Saved data entries:

* * *

PR #240, opened 2023-01-16
Update go.mod

freshe4qa:
important patches


ranlavanet:
go.mod is updated every time we merge a feature, no need to make a specific pull request for that :)

ranlavanet:
we are working with very specific versions, we cannot just upgrade cosmos-SDK without adjusting to all the requirements.

PR #245, opened 2023-01-19
PRT-318 adding print when max cu reached + adjusting tests

ranlavanet:


relayer/lavasession/consumer_session_manager.go
```diff
@@ -138,6 +138,7 @@ func (csm *ConsumerSessionManager) GetSession(ctx context.Context, cuNeededForSe
 				return nil, 0, "", nil, err
 			} else if MaxComputeUnitsExceededError.Is(err) {
 				// This provider doesn't have enough compute units for this session, we block it for this session and continue to another provider.
+				utils.LavaFormatError("Max Compute Units Exceeded For provider", err, &map[string]string{"providerAddress": providerAddress})
```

* * *

▸ **Task directions**: Word for word, repeat every line of the data.

▸ **Exercise response**:
PR #240, opened 2023-01-16
Update go.mod

freshe4qa:
important patches


ranlavanet:
go.mod is updated every time we merge a feature, no need to make a specific pull request for that :)

ranlavanet:
we are working with very specific versions, we cannot just upgrade cosmos-SDK without adjusting to all the requirements.

PR #245, opened 2023-01-19
PRT-318 adding print when max cu reached + adjusting tests

ranlavanet:


relayer/lavasession/consumer_session_manager.go
```diff
@@ -138,6 +138,7 @@ func (csm *ConsumerSessionManager) GetSession(ctx context.Context, cuNeededForSe
 				return nil, 0, "", nil, err
 			} else if MaxComputeUnitsExceededError.Is(err) {
 				// This provider doesn't have enough compute units for this session, we block it for this session and continue to another provider.
+				utils.LavaFormatError("Max Compute Units Exceeded For provider", err, &map[string]string{"providerAddress": providerAddress})
```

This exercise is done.